Selective fuzzy matching was applied only to affiliations unresolved by stage 1. We computed a weighted similarity score incorporating token overlap, edit distance, and rare-token matching. Final acceptance was determined using calibrated score thresholds.
Evaluation strategy

Metrics

Predicted identifiers from each model were compared against gold standard labels using standard classification metrics, including accuracy, precision, recall, and F1 score. Correctness was prioritized to minimize false-positive institutional assignments.

Baseline method

For comparison, we implemented a baseline using a pretrained, general-domain spaCy NER model with strict surface-form linking. This baseline represents a generic NLP strategy without domain-specific anchoring. Additional details on evaluation metrics and the baseline implementation are provided in Suppl. 3.
Statistical methods
Predicted ROR identifiers were evaluated against the manually adjudicated gold standard benchmark comprising 46,378 affiliation strings.

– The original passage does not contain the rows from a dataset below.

Issue #532, opened 2016-05-22
Allow school administrators to designate some notes as 'Restricted'.


erose:
We've concretized the feature in https://github.com/studentinsights/studentinsights/issues/450, so now we should move on to implementing it, I think? Here's Alex's summary of the new feature.

## What are restricted notes?

* "Usually comes from the principal"
* "Data point that's sensitive"
* "Certain health data can not be seen by a teacher"
* "51A"
* "Immigration status changing"
* "Some of that data cannot be put in the system"

## What is the use case / rationale?

"Think of the case of a turnover principal. Jill files a 51A or there's a drug situation. You don't want the teacher necessarily to see that. If Jill doesn't put it in, next year a new admin comes in, a new guidance counselor comes in, and they don't have the information."

## Who can see restricted notes?

* PRINCIPAL
* AP
* GUIDANCE COUNSELORS
* DISTRICT-LEVEL ADMIN

## Can classroom teachers enter restricted notes?

* "No, mostly an administrative thing."
* Uri is thinking about in the future developing PD modules for teachers on how to use Student Insights, would include guidance about what to enter / not enter in the Notes section

## How do we explain when to use a Restricted Note?

* "No hard and fast rules . . ."
* Uri can provide some examples in the User Manual, just like he did for regular non-Restricted Notes

johnrobbjr:
Some sketches for a potential v2 for later reference

![img_20160531_202441](https://cloud.githubusercontent.com/assets/9868315/15694703/17fd2bd8-276e-11e6-9748-099d6f2064a1.jpg)

PR #546, opened 2016-05-30
Add restricted notes

erose:
Fixes https://github.com/studentinsights/studentinsights/issues/532.

screen shot 2016-05-30 at 2 37 04 am

screen shot 2016-05-30 at 2 42 22 am

This is a minimum viable product for the restricted notes feature. It's very rough, particularly code-wise -- there are two new components that are almost entirely copy+pastes from old components.

This adds a `is_restricted` column to EventNote, and a `can_view_restricted_notes` column to Educator. Both default to `false`.

Before I merge this, I want to make sure that the authorization is secure. Please give me any feedback on that. I'd like to write another test to ensure that restricted notes don't appear in the regular Notes feed. It may be best to create a new table entirely for restricted notes.


app/controllers/students_controller.rb
```diff
@@ -39,12 +39,33 @@ def sped_referral
...
+  end
+
   # post
   def event_note # DEPRECATED. Use EventNotesController#create instead.
     clean_params = params.require(:event_note).permit(*[
       :student_id,
       :event_note_type_id,
-      :text
+      :text,
+      :is_restricted
```
kbweaver: I don't think `event_note` is called anymore, and this change would need to be made in `EventNotesController#event_note_params` for saving the value of `is_restricted` to work?

app/assets/javascripts/student_profile/interventions_details.js
```diff
@@ -143,6 +150,22 @@
...
 
+    renderRestrictedNotesButtonIfAppropriate: function(){
+      var self = this;
+
+      if (this.props.currentEducator.can_view_restricted_notes){
+        return dom.button({
+          className: 'btn',
+          style: styles.restrictedNotesButton,
+          onClick: function(){
+            location.href = '/students/' + self.props.student.id + '/restricted_notes';
```
kbweaver: I think you can avoid navigating to another page, and save yourself a lot of repetitive code, by making whether or not you are viewing restricted notes part of the state of the `PageContainer` instead.

kbweaver: Alternatively, you could include restricted notes in the feed for authorized educators, and then filter on the client in `NotesList`. Happy to talk about this more tomorrow!

erose: Commented on this below.

erose:
Thanks umpteenly for the feedback @kbweaver!

So we do want to make the restricted notes section feel like it's a separate part of the UI. The original idea was to not even use the same React components as the regular notes, (but then I would have to reinvent the wheel for taking notes, editing them etc. so I did this).

I agree that it would be much easier to make this part of the state somewhere. I like the idea of including it in the feed (for authorized users) and then the button just filters on it or not. I think originally I was driven by worrying about security to make it a totally separate request, but I think that might be a bit paranoid (if the user goes and inspects the DOM, they'll find it there).

What were we trying to accomplish by making it a separate part of the UI? If we know those things, maybe we can keep them even while doing it this way. These are some things I feel like we were trying to accomplish:
  0. Make restricted notes feel more private to the user by creating a lot of space between restricted notes and regular notes in the user's mental model.
  0. Make it sort of scary to use restricted notes.
  0. Ensure that a principal doesn't accidentally reveal restricted notes while sharing their screen.

It seems to me, like you were saying Kevin, that we don't need literally another page + another Ruby action to accomplish these.

Maybe just dump everything in the same feed, have a button that switches between them, and have it pop up a modal that says "Restricted Notes, scare scare scare"?

@alexsoble: What do you think?

app/controllers/students_controller.rb
erose: Yep, I'm not sure why I thought this worked. Mystery for another day -- changed.

kbweaver:
Thanks for the clarification @erose ! Yeah, I think we can accomplish these things without creating an entirely new page. It sounds like we're trying to prevent mode errors by making the mode really obvious and scary, and we don't necessarily need a new page to do that. We could even do a better job of accomplishing #3 using the same page, e.g., by hiding the restricted notes after some period of inactivity, or preventing the admin from bookmarking the page in restricted mode.

app/controllers/event_notes_controller.rb
```diff
@@ -3,7 +3,7 @@ class EventNotesController < ApplicationController
 
   rescue_from Exceptions::EducatorNotAuthorized, with: :redirect_unauthorized!
 
-  before_action :authorize!, except: [:names]
+  before_action :authorize!, except: [:names] # TODO: Why is this here? :names is an action called on students only, right?
```
alexsoble: You are correct @erose, the `except` clause doesn't belong here. There is no `:names` action for `EventNotesController`, so `except: [:names]` does nothing in this context.

app/assets/javascripts/restricted_notes/restricted-notes-details.js
```diff
@@ -0,0 +1,110 @@
...
+            eventNoteTypesIndex: this.props.eventNoteTypesIndex
+          })
+        )
+      );
+    },
+
+    renderTakeNotesSection: function() {
+      if (this.state.isTakingNotes || this.props.requests.saveNotes !== null) {
+        return createEl(TakeNotes, {
+          nowMoment: moment.utc(), // TODO(kr) thread through
```
alexsoble: We probably don't need this KR TODO here? @erose

kevinrobinson: Yeah the idea was to thread through the current time throughout the app, rather than re-generating in separate components.  It's a minor cleanup thing, probably wasn't worth me adding the TODO in the first place :)

alexsoble:
This looks good to me!

__Authorization:__

I looked at the code and clicked through all the main scenarios in the UI, looks solid @erose. Since `can_view_restricted_notes` defaults to `false`, we can merge this very optimistically. No users will see the red Restricted Notes button and Restricted Notes page until we flip that database setting for authorized users. 

__Separate page:__

I like the separate page approach. In the list of reasons that @erose wrote out, I think a separate page approach serves (1) and (3) very well. For (2), in my mental model of this feature the goal isn't so much making Restricted Notes scary as underlining the difference between them and regular notes. 

I also want to add that the Profile page has quite a lot of information being displayed and recorded already. Moving Restricted Notes to a separate page staunches clutter.

erose:
Feedback from John:

  * red tint on the background in Restricted Notes page.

Performance of the spaCy baseline, stage 1 (exact matching with geographic validation), stage 2 (selective fuzzy matching following stage 1), and an unconstrained fuzzy matching ablation was summarized using accuracy, precision, recall, and F1 score. Correctness was prioritized to minimize false-positive institutional assignments, and calibrated thresholds governed acceptance of fuzzy matches in stage 2. The McNemar test was applied using paired correctness indicators derived from the gold standard benchmark to assess the direction of performance differences. Specifically, discordant pairs were compared for stage 2 relative to the baseline, stage 1, and the unconstrained fuzzy matching ablation. In addition, differences in F1 score were estimated using bootstrap confidence intervals. Bonferroni correction was applied to both statistical procedures. Python codes used in this study are available in Suppl. 4.

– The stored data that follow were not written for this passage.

Issue #498, opened 2016-05-18
Add student's birth date to SPED Referrral


eudaimonious:
This is part of https://github.com/studentinsights/studentinsights/issues/8.
The user has confirmed that we should add the student's birth date to the SPED Referral PDFs. Check out its placement in the mockup at https://github.com/studentinsights/studentinsights/pull/165/files

alexsoble:
There is a dependency here! The dependency / blocker is me working with John Breslin to export that data from Aspen / X2 and import it into Student Insights. I will work to unblock that for you. Hopefully by next CFB! @eudaimonious

PR #551, opened 2016-06-01
Add birth date to sped referral packet and dry up date formatting. Is…

eudaimonious:
…sue #498


app/helpers/application_helper.rb
```diff
@@ -1,5 +1,9 @@
 module ApplicationHelper
 
+  def format_date(date)
+    date.strftime("%m/%d/%Y")
```
eudaimonious: hmmm maybe i should protect against nil dates.

alexsoble:
@eudaimonious I don't think we have any nil birthdates but this is always a good idea!

eudaimonious:
Yea, I'm using that function for some other data as well too. And it's pretty generic so it will be good to handle the main error case.

Issue #484, opened 2016-05-14
Educator select dropdown does not close when focus is lost.


erose:
When I open the dropdown

<img width="555" alt="screen shot 2016-05-14 at 10 39 03 am" src="https://cloud.githubusercontent.com/assets/1514487/15269022/1f036e3a-19c0-11e6-8234-7c9d0c98418f.png">

and click elsewhere (without selecting anyone), I expect it to close to allow me to see what's below it. But it doesn't.

PR #552, opened 2016-06-01
Close edu dropdown

QuinnLee:
#484

out

`autocomplete` is a jquery plugin.  First pass for this ticket, an even on the body is binded when the component is mounted, and unbinded when the component is unmounted.

### DIFF
--- a/app/assets/javascripts/student_profile/provided_by_educator_dropdown.js
+++ b/app/assets/javascripts/student_profile/provided_by_educator_dropdown.js
@@ -20,6 +20,7 @@
 
     renderInput: function () {
       return dom.input({
+        ref: 'ProvidedByEducatorDropdown',
         className: 'ProvidedByEducatorDropdown',
         onChange: this.props.onUserTyping,
         placeholder: 'Last Name, First Name...',
@@ -45,25 +46,31 @@
     },
 
     toggleOpenMenu: function () {
-      $('.ProvidedByEducatorDropdown').autocomplete("search", "");
+      $(this.refs.ProvidedByEducatorDropdown).autocomplete("search", "");
     },
-
+    closeMenu: function () {
+      $(this.refs.ProvidedByEducatorDropdown).autocomplete('close');
+    },
     componentDidMount: function() {
       var self = this;
-      $('.ProvidedByEducatorDropdown').autocomplete({
+
+      $(this.refs.ProvidedByEducatorDropdown).autocomplete({
         source: '/educators/services_dropdown/' + this.props.studentId,
         delay: 0,
         minLength: 0,
         select: function(event, ui) {
           self.props.onUserDropdownSelect(ui.item.value);
+        },
+        open: function() {
+          $('body').bind('click.closeProvidedByEducatorDropdownMenu', self.closeMenu);
+        },
+        close: function() {
+          $('body').unbind('click.closeProvidedByEducatorDropdownMenu', self.closeMenu);
         }
       });
     },
-
     componentWillUnmount: function() {
-      $('.ProvidedByEducatorDropdown').autocomplete('destroy');
+      $(this.refs.ProvidedByEducatorDropdown).autocomplete('destroy');
     }
-
   });
-
 })();


app/assets/javascripts/student_profile/provided_by_educator_dropdown.js
```diff
@@ -47,9 +47,12 @@
     toggleOpenMenu: function () {
       $('.ProvidedByEducatorDropdown').autocomplete("search", "");
     },
-
+    closeMenu: function () {
+      $('.ProvidedByEducatorDropdown').autocomplete('close');
```
kevinrobinson: This is a small improvement, but right now this does a query through the whole DOM with `$` (same for the existing code too).  We can explicitly scope this to the component's DOM node like this: https://facebook.github.io/react/docs/top-level-api.html#reactdom.finddomnode, which makes it impossible to possibly affect other sibling components that match this selector.

app/assets/javascripts/student_profile/provided_by_educator_dropdown.js
```diff
@@ -58,12 +61,13 @@
           self.props.onUserDropdownSelect(ui.item.value);
         }
       });
+
+      $('body').bind('click.closeMenu', this.closeMenu);
```
kevinrobinson: Similarly, this affects the whole page which is okay but not ideal.  One option might be to scope the "close to click" to just this component, or another might be too keep the event on `body` like this, but change the event name to be something more unique and specific to this autocomplete widget, so there's no possibility of collision.

This is probably not a real concern, but in general it'd be great to keep components as componentized as we can. :)

kevinrobinson:
@QuinnLee Nice improvement, and nice to meet you last night!  These comments are all minor, curious to hear what you think, and then let's merge this in!

app/assets/javascripts/student_profile/provided_by_educator_dropdown.js
QuinnLee: I can use the react find DOM api, I wasn't sure how much I could refactor and decided to go for consistency. I'll push some refactors.

app/assets/javascripts/student_profile/provided_by_educator_dropdown.js
QuinnLee: I agree, I thought about implementing something similar to [this]( https://github.com/facebook/react/issues/579), but for simplicity I thought this was ideal.

I could do
``` javascript
  componentDidMount () {
    window.__myapp_container.addEventListener('click', this.closeMenu)
  }

  componentWillUnmount () {
    window.__myapp_container.removeEventListener('click', this.closeMenu)
  }
```

to be more idiomatic react.

QuinnLee:
@kevinrobinson Thanks!  My only concern is refactoring vs. consistent style.  I'm not too familiar with the code base as a whole and I didn't want to step on toes.  But I can refactor the existing code + bug fix.

app/assets/javascripts/student_profile/provided_by_educator_dropdown.js
kevinrobinson: Cool! yeah it's not a major thing at all.

app/assets/javascripts/student_profile/provided_by_educator_dropdown.js
kevinrobinson: Cool, thanks for the link!  I'm figuring you're talking about [this](https://github.com/facebook/react/issues/579#issuecomment-68906902)?  You're originally solution seems perfectly idiomatic to me, maybe you could clarify what you mean and what `__myapp_container` is?  I think you mean that is a reference to the top-level DOM node of the React app, but not quite sure.

If this helps clarify on my end, my suggestions were:
  1. Change from binding on the body to `$(React.findDOMNode(this)).bind('click', this.closeMenu)` which scopes the event, but only handles clicks within this component
  2. To make the event namespace more explicit, maybe something like `$('body').bind('click.closeProvidedByEducatorDropdownMenu', this.closeMenu);`, since with the more verbose event namespace, it's very unlikely to ever collide.

No strong feelings either way!

kevinrobinson:
@QuinnLee No problem!  Yeah that's a great thing to be thinking of :)  Any of those kind of small changes seem totally reasonable, but isolated changes is a good instinct. 👍 

Going forward, I probably should bias more towards just merging and then we can make those kinds of refactoring improvements afterward too.

app/assets/javascripts/student_profile/provided_by_educator_dropdown.js
QuinnLee: Yeah, it basically listens for the  click event outside of the component itself to close.  

I'll implement `('body').bind('click.closeProvidedByEducatorDropdownMenu', this.closeMenu);`

QuinnLee:
I ended up putting a ref on the input dom
and reference it instead of querying the dom

`ref: 'ProvidedByEducatorDropdown',` in the input field

`$(this.refs.ProvidedByEducatorDropdown).autocomplete("search", "");`

kevinrobinson:
@QuinnLee Sorry for the delay here, looks great and thanks for this nice improvement! 👍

Performance metrics across the baseline, stage 1, stage 2, and ablation models are summarized in Table 1.
Baseline performance: Generic NER
The off-the-shelf spaCy NER model (baseline) failed to detect more correct institutions than it missed, identifying 17,276 correct matches while missing 19,508. Its relatively low precision (0.75) and the lowest recall (0.47) among all evaluated models resulted in the lowest F1 score (0.58) and accuracy (0.46).

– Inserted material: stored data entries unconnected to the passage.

PR #554, opened 2016-06-01
Add comment describing PageContainer requests state

kevinrobinson:
From the great conversation with @eudamonius and Kevin in person at Code for Boston.

### DIFF
--- a/app/assets/javascripts/student_profile/page_container.js
+++ b/app/assets/javascripts/student_profile/page_container.js
@@ -54,6 +54,10 @@
 
         // ui
         selectedColumnKey: queryParams.column || 'interventions',
+        
+        // This holds the state of network requests, so that UI components can show that to the user.
+        // These might be null (no requests), 'pending' (request currently in-flight), and 'error' or another
+        // value if the request failed.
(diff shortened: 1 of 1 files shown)


app/assets/javascripts/student_profile/page_container.js
```diff
@@ -54,6 +54,10 @@
 
         // ui
         selectedColumnKey: queryParams.column || 'interventions',
+        
+        // This holds the state of network requests, so that UI components can show that to the user.
+        // These might be null (no requests), 'pending' (request currently in-flight), and 'error' or another
+        // value if the request failed.
         requests: {
```
eudaimonious: This is good. The value of saveNotes and discontinueService will be JSON objects where the key is the note or service id and the value is null or a string?

kevinrobinson: Ahh yeah, thanks!  Added that in too.

alexsoble:
Is this mergeable @kevinrobinson?

kevinrobinson:
@alexsoble 👍

Issue #555, opened 2016-06-01
Admin dashboard for assigning educator roles


alexsoble:
Educators have different roles and levels of permissions that govern which student data they can see. Some of this information is imported from X2, such as educators' school assignments and which are Administrators. 

But there is another level of granularity that isn't captured by X2: which staff are guidance counselors, which are assigned to certain grade levels, which work with English Language Learner students only. That information exists in a CSV and a custom database managed by Somerville's data analyst and IT lead, but we've been told that these are difficult to work with and are being phased out.

Currently I'm hand-rolling these permissions to the database using the rails console based on educator roles that Uri sends by email. Creating an admin dashboard that principals can use to assign educator roles cuts me out as the middleman. Will gives principals the power to keep user roles in their schools up-to-date, especially as teachers enter and leave the District and change roles over time.

I'm interested in finding out if [administrate](https://github.com/thoughtbot/administrate) can help us get this done quickly and elegantly.

alexsoble:
Closed via #558 with the help of administrate!

PR #556, opened 2016-06-01
Upgrade Rails to 4.2

alexsoble:
## Notes

+ This is yak-shaving so that we can use thoughtbot/administrate for #555: http://sethgodin.typepad.com/seths_blog/2005/03/dont_shave_that.html

+ Fix up miscellaneous issues in specs, some of them Rails upgrade-related


alexsoble:
Tests pass, looks good on staging too!

PR #558, opened 2016-06-02
Admin dashboard

alexsoble:
Basic admin dashboard for updating staff permissions, as described in #555.

This uses the [thoughtbot/administrate](https://github.com/thoughtbot/administrate) gem. 

__PROS:__

+ No DSLS make it a joy instead of a pain to customize 
+ Pretty and simple interface, expecting it to be easy for principals to use

__CON:__

+ As noted in the repo, "Administrate is still pre-1.0, and there may be occasional breaking changes to the API." So may incur some upkeep down the line if APIs that we use break on the way to 1.0.

Deployed to staging for some manual QA.


alexsoble:
This is in good shape as far as I can tell.

Stylistically it's not very harmonized with the rest of the app, but that can wait — functionality first.

Would love additional 👀  before merging if possible! 

+ Pull branch to your local machine
+ Log into the demo site
+ Visit `/admin`

If you have staging access, you can check this out on staging as well.

Please try to break things!

Goal is to merge sometime Sunday night if possible so we can demo for district partner on Monday.

kevinrobinson:
I just got to check this out and wanted to say it looks great!

alexsoble:
Aw thanks @kevinrobinson!

PR #559, opened 2016-06-02
Draft helptext for Restricted Notes

alexsoble:
note helptext ars


awalker4:
Your first restricted example is also in the first list. Not sure if that was intentional!

alexsoble:
@awalker4 — Good catch, thank you! I think I fixed in the rebase. Will double check!

alexsoble:
screen shot 2016-06-05 at 2 33 21 am

alexsoble:
Fixed during rebase, thanks for catching though @awalker4!

Issue #560, opened 2016-06-06
Use staff data X2 to determine which users get to view Restricted Notes (as much as possible)


alexsoble:
. . . whatever isn't in X2 can be assigned manually by principals and APs using the admin dashboard.

alexsoble:
At the schools for which we've imported data so far (WSNS, HEA, ESCS), here's what we have in the `staff_type` column from X2:

```
Educator.group(:staff_type).distinct.count

=> {""=>1, "Secretary"=>1, "Teacher"=>5, "Administrator"=>6, nil=>146}
```

alexsoble:
Based on what we know from Uri, documented in https://github.com/studentinsights/studentinsights/issues/532#issue-156153578, staff types that should have Restricted Notes access are:

+ PRINCIPAL
+ AP
+ GUIDANCE COUNSELORS
+ DISTRICT-LEVEL ADMIN 

Principal, AP, and, District-Level Admin are captured by `staff_type == "Administrator"` and normalized in our databases as `admin == true`. 

So we can give those users restricted notes access with a migration (current admins) and a sprinkling of import logic (future admins).

Those users will need to use the admin dashboard to give guidance counselors restricted notes access.

alexsoble:
QA'd this migration against staging with 

```
Educator.group(:can_view_restricted_notes).distinct.count
```

Before migration => `{nil=>147, false=>3}`

After migration => `{nil=>1, true=>6, false=>143}`

The `true` values are all the Principals / Assistant Principals, which is what we want.

The `nil` value was an invalid educator record.

alexsoble:
Closed by #562 and #563. Emailed Uri:

> All the administrators with Student Insights access can view Restricted Notes now.

> X2 doesn't have any data about who the guidance counselors are at HEA / WSNS / ESCS. So those principals will need to give their guidance counselors access once we show them how the admin dashboard works.

> Let me know if you have any questions or if I'm missing anything!

PR #562, opened 2016-06-06
Set restricted notes access for users with a nil value

alexsoble:
## What's up with this migration?

+ what we want: admins ==> `true`, non-admins ==> `false` for `can_view_restricted_notes`
+ original migration sets `default` ==> `false`, but that doesn't effect existing users in database
+ #560

## What's up with force: :cascade in schema.rb?

+ from our friends on stackoverflow: "[What is :cascade in rails schema.rb and where did it come from?](http://stackoverflow.com/questions/27697119/what-is-cascade-in-rails-schema-rb-and-where-did-it-come-from)"
+ tl;dr -- this isn't relevant for our production database right now, because we don't plan on dropping any tables. but if we run into situations (i.e. keeping staging/production parity?) where we need to, this will prevent missing foreign key issues


alexsoble:
cc @erose since this affects the excellent `can_view_restricted_notes` feature you built

PR #565, opened 2016-06-08
Redirect to canonical domain name if Heroku domain is accessed directly

kevinrobinson:
I noticed in Mixpanel that several users were accessing through `somerville-teacher-tool.herokuapp.com`, so seems useful to redirect to `somerville.studentinsights.org` so that we converge to the new domain name over time.


kevinrobinson:
Added this environment variable in the production environment.

alexsoble:
Ooooooooh great catch Kevin. I think those users are Uri and maybe Jill.

😊 

Good fix!

PR #1650, opened 2018-04-24
Export more attendance columns

alexsoble:
# Who is this PR for?

Educators looking at attendance events in Insights.

We're missing key data about whether absences/tardies are excused or not, related to medical reasons or not. 

# What does this PR do?

Adds additional columns to our SQL export so that we can start exploring how to add these additional fields into Insights. Changing the SQL export to add fields will send more fields to the SFTP site, but won't automatically send more fields to the Insights database — that will require modifying the importer code.

### DIFF
--- a/x2_export/attendance_export.sql
+++ b/x2_export/attendance_export.sql
@@ -4,6 +4,10 @@ SELECT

Stage 1 performance: Exact matching with geographic validation
Stage 1, which applied registry-derived exact matching with geographic validation, increased precision to 0.98 and recall to 0.87. This configuration achieved the highest precision (0.98) among all tested models. Stage 1 yielded 9,183 negative cases, comprising 5,317 false negatives and 3,866 true negatives. These cases shared characteristics such as noncanonical naming, partial institutional mentions, typographical errors, and other lexical variations, which could reduce the correctness of our model. To preserve high correctness, all negative cases were subsequently forwarded to stage 2 for further resolution.
Stage 2 performance: Selective fuzzy matching after stage 1
This configuration was selected as the preferred model. It applied selective fuzzy matching to the 9,183 residual cases passed from stage 1 and achieved a precision of 0.97, a recall of 0.93, and the highest F1 score (0.95). Although precision decreased marginally by 1 percentage point compared with stage 1, recall and F1 score increased by 6 and 3 percentage points, respectively. Accuracy also increased by 4 percentage points, reaching the highest observed level (0.91).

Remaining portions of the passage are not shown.